▶ What needs to be done
Gather all lines in the data that hold the string "packages".

- - - - - - -

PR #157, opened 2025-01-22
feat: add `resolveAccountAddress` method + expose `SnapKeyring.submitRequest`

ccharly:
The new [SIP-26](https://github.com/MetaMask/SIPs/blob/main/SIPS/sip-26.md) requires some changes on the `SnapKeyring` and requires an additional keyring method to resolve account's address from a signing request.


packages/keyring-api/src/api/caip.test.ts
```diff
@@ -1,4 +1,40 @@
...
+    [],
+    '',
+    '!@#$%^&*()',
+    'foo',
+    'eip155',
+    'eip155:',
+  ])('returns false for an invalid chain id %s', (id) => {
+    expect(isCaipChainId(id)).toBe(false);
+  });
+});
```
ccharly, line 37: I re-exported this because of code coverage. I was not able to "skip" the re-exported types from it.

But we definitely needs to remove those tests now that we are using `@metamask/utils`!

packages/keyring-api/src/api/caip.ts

- - - - - - -

▶ The completed task
packages/keyring-api/src/api/caip.test.ts
packages/keyring-api/src/api/caip.ts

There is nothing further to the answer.